:: Brief ::
Needed from the entries below: every line that holds the word "logging".
Segment Start: Data extracts
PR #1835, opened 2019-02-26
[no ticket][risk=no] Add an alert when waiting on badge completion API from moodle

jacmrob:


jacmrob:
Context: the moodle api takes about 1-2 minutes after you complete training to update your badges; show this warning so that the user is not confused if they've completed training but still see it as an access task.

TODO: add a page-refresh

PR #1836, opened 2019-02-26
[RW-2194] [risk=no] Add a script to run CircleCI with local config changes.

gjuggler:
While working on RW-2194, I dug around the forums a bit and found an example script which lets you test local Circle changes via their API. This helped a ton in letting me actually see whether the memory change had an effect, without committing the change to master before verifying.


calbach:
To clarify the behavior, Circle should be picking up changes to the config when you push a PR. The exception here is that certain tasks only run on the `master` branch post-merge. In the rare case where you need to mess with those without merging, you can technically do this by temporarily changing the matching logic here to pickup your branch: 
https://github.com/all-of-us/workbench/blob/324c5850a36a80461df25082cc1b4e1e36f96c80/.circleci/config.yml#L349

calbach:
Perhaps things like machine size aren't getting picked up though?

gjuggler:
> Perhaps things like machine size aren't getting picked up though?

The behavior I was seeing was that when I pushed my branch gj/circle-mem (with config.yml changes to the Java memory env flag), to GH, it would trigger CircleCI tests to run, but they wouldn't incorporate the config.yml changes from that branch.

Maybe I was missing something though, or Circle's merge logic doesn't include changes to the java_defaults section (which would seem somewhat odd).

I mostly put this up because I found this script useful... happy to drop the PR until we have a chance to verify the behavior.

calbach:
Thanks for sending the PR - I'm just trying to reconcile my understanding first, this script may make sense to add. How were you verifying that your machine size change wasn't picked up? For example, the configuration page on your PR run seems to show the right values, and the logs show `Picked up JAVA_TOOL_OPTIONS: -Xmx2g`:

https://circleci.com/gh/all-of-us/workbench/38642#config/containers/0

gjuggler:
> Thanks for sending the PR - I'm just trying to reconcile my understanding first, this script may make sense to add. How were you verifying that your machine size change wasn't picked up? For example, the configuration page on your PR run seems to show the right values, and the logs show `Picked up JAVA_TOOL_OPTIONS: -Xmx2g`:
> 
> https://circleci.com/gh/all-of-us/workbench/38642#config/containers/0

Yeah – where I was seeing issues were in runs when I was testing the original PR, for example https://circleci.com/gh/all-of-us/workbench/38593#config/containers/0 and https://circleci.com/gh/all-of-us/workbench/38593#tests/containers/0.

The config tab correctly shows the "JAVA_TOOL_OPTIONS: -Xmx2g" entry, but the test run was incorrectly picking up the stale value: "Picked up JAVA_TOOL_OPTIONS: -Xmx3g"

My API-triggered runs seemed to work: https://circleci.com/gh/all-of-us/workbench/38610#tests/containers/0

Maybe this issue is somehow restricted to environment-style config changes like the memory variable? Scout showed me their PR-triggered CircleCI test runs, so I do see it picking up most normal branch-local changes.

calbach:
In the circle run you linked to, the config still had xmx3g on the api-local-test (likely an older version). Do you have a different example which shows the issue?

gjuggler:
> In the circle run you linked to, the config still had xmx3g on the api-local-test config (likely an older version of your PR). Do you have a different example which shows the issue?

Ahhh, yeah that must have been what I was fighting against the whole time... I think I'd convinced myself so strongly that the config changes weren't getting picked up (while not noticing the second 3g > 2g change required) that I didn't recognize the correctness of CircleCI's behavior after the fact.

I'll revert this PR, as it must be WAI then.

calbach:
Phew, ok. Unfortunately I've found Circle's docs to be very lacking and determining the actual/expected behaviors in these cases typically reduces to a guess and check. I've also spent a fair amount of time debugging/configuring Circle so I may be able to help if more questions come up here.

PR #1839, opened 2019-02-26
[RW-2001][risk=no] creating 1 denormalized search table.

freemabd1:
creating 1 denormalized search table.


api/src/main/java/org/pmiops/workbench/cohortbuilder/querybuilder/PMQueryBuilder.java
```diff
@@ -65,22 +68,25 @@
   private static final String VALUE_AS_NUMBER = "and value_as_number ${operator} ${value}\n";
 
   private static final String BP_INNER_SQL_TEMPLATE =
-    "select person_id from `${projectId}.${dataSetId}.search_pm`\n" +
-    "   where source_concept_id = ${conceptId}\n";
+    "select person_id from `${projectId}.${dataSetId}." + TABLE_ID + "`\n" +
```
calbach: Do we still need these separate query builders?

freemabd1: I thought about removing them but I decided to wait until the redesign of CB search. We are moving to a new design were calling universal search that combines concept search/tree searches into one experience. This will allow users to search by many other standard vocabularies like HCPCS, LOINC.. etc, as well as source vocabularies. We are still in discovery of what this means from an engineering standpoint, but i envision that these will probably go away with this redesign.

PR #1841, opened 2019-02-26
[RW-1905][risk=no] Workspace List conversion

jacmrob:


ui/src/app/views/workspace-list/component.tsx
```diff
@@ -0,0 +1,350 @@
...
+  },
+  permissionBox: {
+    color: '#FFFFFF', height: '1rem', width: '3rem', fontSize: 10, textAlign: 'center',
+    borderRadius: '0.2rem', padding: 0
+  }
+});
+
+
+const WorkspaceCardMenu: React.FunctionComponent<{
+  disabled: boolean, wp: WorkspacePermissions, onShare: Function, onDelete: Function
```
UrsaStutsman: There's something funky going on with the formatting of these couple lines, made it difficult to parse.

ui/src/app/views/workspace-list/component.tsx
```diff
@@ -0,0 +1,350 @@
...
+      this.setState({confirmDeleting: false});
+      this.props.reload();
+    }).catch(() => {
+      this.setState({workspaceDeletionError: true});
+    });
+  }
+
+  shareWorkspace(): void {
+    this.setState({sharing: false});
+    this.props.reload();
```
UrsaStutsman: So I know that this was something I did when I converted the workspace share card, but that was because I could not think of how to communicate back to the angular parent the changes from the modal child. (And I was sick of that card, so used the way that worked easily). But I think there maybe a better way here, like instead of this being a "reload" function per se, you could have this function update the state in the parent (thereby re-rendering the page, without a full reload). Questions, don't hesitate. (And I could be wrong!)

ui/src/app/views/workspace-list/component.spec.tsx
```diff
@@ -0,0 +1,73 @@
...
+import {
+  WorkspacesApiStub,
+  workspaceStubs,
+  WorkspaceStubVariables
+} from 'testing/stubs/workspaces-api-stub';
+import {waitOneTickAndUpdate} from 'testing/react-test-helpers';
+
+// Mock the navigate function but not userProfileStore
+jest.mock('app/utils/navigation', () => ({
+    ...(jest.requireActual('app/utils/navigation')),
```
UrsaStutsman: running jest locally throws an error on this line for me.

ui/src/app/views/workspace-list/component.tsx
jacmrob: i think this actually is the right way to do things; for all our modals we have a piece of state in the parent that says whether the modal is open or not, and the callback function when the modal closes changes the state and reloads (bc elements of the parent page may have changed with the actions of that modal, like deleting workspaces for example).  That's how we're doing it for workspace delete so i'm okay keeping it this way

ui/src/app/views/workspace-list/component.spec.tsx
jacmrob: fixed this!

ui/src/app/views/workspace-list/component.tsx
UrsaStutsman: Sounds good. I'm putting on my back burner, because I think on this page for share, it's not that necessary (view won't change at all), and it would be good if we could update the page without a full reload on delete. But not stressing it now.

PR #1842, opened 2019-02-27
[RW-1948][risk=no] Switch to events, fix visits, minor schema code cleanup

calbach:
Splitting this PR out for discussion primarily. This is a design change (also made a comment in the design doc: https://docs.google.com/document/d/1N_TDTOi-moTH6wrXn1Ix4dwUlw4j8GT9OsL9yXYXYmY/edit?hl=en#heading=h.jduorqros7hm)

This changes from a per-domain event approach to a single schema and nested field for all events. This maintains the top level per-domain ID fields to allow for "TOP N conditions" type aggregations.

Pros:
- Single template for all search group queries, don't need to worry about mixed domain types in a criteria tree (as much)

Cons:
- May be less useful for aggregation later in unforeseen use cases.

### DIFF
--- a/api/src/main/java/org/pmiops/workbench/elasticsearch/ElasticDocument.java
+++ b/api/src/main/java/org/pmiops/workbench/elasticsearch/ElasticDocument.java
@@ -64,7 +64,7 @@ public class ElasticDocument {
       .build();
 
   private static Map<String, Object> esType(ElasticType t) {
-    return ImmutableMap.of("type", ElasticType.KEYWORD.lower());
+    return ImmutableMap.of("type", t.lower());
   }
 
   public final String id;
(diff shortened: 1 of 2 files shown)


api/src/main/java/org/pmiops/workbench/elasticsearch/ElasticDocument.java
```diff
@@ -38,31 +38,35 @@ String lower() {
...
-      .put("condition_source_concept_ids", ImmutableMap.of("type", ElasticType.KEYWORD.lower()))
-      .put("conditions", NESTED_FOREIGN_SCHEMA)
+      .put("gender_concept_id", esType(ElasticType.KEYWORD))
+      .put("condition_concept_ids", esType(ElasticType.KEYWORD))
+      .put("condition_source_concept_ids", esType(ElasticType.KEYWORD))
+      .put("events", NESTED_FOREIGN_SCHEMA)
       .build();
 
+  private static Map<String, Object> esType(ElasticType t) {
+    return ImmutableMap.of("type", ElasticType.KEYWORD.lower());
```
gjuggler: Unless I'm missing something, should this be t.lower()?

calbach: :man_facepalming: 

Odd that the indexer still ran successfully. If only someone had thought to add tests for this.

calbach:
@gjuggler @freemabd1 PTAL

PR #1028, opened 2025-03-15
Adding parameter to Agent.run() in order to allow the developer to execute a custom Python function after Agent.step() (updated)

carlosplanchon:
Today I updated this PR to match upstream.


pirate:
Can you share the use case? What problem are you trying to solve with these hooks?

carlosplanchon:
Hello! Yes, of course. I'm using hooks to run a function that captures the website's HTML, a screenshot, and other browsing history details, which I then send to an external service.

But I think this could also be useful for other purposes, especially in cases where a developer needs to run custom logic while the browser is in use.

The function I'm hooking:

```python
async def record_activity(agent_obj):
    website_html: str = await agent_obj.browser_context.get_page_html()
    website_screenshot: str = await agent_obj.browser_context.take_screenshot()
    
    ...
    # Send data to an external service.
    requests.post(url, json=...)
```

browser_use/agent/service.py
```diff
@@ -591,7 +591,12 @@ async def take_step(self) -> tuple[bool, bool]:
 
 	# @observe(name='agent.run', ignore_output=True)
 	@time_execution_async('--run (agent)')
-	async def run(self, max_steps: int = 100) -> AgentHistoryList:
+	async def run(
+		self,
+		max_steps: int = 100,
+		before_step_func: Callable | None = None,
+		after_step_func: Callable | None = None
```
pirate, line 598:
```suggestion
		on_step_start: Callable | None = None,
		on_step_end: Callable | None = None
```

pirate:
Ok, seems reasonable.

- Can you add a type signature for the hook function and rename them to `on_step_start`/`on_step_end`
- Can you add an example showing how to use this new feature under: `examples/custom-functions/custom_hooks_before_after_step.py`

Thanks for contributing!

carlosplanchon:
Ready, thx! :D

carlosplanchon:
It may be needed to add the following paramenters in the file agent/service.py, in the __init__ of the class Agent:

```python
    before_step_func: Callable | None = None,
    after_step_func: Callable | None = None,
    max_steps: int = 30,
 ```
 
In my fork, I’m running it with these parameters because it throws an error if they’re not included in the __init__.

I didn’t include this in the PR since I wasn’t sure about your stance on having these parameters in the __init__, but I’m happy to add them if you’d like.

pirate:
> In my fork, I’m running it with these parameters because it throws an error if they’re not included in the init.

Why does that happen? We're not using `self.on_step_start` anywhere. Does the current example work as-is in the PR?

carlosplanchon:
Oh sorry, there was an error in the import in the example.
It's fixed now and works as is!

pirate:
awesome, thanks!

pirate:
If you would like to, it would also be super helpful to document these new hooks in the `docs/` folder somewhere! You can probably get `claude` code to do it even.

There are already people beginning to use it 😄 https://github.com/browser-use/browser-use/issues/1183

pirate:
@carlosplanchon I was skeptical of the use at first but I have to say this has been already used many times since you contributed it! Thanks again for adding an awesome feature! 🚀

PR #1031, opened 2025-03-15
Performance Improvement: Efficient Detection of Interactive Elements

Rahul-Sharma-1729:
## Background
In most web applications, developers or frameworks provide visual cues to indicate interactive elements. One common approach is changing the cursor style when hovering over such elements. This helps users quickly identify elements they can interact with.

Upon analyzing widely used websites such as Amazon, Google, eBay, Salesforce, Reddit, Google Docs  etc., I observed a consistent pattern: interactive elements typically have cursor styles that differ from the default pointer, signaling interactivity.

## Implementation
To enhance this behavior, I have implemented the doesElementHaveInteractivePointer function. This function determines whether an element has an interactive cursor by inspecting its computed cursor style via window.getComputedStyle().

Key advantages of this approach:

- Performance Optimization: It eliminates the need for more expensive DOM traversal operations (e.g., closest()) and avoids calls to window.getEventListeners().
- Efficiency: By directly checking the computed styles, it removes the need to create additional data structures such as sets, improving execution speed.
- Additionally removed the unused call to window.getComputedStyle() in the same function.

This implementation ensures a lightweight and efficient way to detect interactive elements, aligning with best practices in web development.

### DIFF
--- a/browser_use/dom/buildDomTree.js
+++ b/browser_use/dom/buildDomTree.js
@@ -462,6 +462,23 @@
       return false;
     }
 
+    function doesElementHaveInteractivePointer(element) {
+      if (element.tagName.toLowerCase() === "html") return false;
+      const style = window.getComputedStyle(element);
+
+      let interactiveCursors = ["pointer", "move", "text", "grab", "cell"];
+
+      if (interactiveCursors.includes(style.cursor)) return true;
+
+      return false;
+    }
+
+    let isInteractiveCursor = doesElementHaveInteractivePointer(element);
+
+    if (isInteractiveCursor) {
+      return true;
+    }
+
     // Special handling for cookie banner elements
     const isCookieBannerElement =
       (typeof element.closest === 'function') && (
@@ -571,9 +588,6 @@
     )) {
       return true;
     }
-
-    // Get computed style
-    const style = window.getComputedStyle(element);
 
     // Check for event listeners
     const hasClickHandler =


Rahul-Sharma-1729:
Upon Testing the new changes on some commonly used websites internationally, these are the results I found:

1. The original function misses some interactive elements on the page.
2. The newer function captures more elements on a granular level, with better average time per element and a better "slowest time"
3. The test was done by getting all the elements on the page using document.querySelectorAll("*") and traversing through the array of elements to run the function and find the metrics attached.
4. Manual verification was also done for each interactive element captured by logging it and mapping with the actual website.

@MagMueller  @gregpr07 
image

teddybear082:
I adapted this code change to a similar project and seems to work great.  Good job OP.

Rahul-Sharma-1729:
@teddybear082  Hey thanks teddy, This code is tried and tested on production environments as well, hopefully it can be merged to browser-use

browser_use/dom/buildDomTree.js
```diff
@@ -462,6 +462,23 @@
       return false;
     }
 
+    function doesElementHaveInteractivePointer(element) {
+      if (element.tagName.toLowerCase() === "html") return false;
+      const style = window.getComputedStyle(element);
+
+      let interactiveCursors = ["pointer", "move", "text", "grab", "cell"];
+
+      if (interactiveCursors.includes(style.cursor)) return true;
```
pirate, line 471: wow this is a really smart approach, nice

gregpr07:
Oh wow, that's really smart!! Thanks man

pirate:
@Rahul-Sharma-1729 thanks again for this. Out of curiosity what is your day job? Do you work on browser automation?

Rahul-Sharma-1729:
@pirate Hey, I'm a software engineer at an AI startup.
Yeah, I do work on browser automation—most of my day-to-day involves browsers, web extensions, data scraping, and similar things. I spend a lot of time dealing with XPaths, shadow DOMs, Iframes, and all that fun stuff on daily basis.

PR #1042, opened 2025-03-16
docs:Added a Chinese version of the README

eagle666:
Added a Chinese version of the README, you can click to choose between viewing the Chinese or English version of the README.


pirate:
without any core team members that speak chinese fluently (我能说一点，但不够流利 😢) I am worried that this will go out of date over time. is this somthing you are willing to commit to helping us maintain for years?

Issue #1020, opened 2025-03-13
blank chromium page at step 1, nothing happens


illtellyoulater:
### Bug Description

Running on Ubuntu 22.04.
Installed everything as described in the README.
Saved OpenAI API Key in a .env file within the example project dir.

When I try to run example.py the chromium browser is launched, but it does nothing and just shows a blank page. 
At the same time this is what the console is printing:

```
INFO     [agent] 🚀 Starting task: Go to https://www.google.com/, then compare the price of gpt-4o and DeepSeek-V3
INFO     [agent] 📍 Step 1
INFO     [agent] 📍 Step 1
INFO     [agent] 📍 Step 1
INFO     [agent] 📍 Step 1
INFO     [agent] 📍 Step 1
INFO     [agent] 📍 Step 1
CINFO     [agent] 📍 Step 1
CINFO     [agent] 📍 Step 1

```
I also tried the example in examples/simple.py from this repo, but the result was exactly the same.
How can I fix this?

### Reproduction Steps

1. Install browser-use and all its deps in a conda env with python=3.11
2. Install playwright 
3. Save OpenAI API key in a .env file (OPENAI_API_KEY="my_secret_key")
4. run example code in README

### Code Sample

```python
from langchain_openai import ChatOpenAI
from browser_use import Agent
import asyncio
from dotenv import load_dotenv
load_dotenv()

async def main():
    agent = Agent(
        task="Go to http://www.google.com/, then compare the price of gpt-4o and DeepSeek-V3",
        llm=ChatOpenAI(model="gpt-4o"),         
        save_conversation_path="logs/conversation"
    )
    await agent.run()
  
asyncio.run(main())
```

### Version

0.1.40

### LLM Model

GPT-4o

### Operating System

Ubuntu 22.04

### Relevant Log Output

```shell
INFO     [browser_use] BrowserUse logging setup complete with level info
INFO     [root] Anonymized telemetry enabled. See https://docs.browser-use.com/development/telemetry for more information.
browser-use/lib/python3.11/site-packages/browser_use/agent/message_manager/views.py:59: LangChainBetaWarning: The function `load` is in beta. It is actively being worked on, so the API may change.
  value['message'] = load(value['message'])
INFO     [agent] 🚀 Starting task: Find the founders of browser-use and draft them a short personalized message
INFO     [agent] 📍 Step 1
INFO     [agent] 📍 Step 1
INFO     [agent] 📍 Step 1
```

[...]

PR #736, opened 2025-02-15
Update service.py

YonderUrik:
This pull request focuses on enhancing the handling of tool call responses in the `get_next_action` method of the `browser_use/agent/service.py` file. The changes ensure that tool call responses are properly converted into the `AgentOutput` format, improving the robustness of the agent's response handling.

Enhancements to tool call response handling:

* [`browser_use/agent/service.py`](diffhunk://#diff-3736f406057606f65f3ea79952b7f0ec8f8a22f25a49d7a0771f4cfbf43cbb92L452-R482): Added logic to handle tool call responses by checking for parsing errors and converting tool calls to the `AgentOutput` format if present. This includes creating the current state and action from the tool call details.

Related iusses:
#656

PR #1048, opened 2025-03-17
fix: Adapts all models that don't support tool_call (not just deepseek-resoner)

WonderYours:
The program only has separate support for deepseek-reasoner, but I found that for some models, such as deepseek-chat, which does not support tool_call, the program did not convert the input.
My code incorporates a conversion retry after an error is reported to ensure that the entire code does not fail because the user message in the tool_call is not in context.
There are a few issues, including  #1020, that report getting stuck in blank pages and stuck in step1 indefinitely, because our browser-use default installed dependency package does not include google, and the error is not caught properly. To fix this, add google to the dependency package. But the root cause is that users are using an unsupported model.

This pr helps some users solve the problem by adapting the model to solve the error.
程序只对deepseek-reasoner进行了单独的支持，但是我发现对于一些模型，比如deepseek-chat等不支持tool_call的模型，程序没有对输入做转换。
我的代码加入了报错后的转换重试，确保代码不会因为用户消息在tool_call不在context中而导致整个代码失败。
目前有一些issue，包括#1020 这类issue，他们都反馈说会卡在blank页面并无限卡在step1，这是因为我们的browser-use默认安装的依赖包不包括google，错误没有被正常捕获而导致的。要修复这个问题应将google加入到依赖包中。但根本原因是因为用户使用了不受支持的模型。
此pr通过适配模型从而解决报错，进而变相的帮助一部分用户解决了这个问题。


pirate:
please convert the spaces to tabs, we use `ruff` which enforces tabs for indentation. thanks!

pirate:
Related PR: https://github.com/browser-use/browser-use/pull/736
Segment End: Data extracts
:: Result of the exercise ::
4. Manual verification was also done for each interactive element captured by logging it and mapping with the actual website.
INFO     [browser_use] BrowserUse logging setup complete with level info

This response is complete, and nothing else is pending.